ECLI:NL:RVS:2019:2294
Raad van State
- Hoger beroep
- J.J. van Eck
- Rechtspraak.nl
Hoger beroep tegen afwijzing verblijfsvergunning asiel en gevolgen van politieke activiteiten in Soedan
In deze zaak gaat het om het hoger beroep van de staatssecretaris van Justitie en Veiligheid tegen een uitspraak van de rechtbank Den Haag, die op 5 april 2018 een aanvraag van een vreemdeling voor een verblijfsvergunning asiel voor bepaalde tijd had goedgekeurd. De staatssecretaris had deze aanvraag eerder op 22 februari 2018 afgewezen. De rechtbank oordeelde dat de staatssecretaris een nieuw besluit moest nemen, waarbij rekening gehouden moest worden met de overwegingen in de uitspraak. De vreemdeling, die politiek actief is tegen de Soedanese autoriteiten, stelde dat hij bij terugkeer naar Soedan vervolgd zou worden of een reëel risico zou lopen op ernstige schade, zoals bedoeld in artikel 29 van de Vreemdelingenwet 2000.
Tijdens de procedure werd bekend dat op 11 april 2019 president Omar Al-Bashir van Soedan was afgezet, wat de situatie in het land veranderde.

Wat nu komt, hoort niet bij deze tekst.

PR #81, opened 2022-02-04
Fixed matrix verifier to actually work

etwest:
Title 

Also I'm going to add some time hooks.

Also also, some small changes to the way we test sketches. We expect a sketch failure rate of 1/100 and the tests did not take this into account

### DIFF
--- a/include/test/mat_graph_verifier.h
+++ b/include/test/mat_graph_verifier.h
@@ -12,43 +12,24 @@
 class MatGraphVerifier : public GraphVerifier {
   std::vector<std::set<node_id_t>> kruskal_ref;
   std::vector<std::set<node_id_t>> boruvka_cc;
-  std::vector<bool>& det_graph;
+  std::vector<std::vector<bool>> adj_graph;
   DisjointSetUnion<node_id_t> sets;
 
-public:
-  MatGraphVerifier(node_id_t n, std::vector<bool>& input);
-
-  void verify_edge(Edge edge);
-  void verify_cc(node_id_t node);
-  void verify_soln(std::vector<std::set<node_id_t>> &retval);
+  node_id_t n;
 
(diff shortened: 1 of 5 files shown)


include/test/mat_graph_verifier.h
```diff
@@ -12,43 +12,24 @@
 class MatGraphVerifier : public GraphVerifier {
   std::vector<std::set<node_id_t>> kruskal_ref;
   std::vector<std::set<node_id_t>> boruvka_cc;
-  std::vector<bool>& det_graph;
+  std::vector<std::vector<bool>> adj_graph;
```
Victor-C-Zhang, line 15: is this the fix?

Victor-C-Zhang (commented):
If having this merged isn't critical for submission, we should merge this and the time_hook branch

include/test/mat_graph_verifier.h
etwest: It is most of it. The idea is to avoid the edge_id map and just use an adjacency matrix.

etwest:
> If having this merged isn't critical for submission, we should merge this and the time_hook branch

What's in there that we want?

Victor-C-Zhang:
> > If having this merged isn't critical for submission, we should merge this and the time_hook branch
> 
> What's in there that we want?

A lot of the same time hooks you have that the current experiments rely on

etwest:
> > > If having this merged isn't critical for submission, we should merge this and the time_hook branch
> > 
> > 
> > What's in there that we want?
> 
> A lot of the same time hooks you have that the current experiments rely on

I've got those in here as well. Can we merge this and then open another pull request for anything we want from the time_hook branch?

Victor-C-Zhang (approved):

De Afdeling bestuursrechtspraak van de Raad van State verklaarde het hoger beroep kennelijk ongegrond en bevestigde de uitspraak van de rechtbank, zodat de staatssecretaris een nieuw besluit kon nemen dat rekening hield met de gewijzigde omstandigheden in Soedan. Daarnaast werd het besluit van 25 oktober 2018, waarin de staatssecretaris de aanvraag opnieuw had afgewezen, vernietigd. De staatssecretaris werd veroordeeld tot vergoeding van de proceskosten van de vreemdeling, die op € 1024,00 werden vastgesteld.
De uitspraak benadrukt de noodzaak voor de staatssecretaris om de actuele situatie in Soedan in overweging te nemen bij het nemen van nieuwe besluiten over asielaanvragen, vooral wanneer er sprake is van politieke vervolging.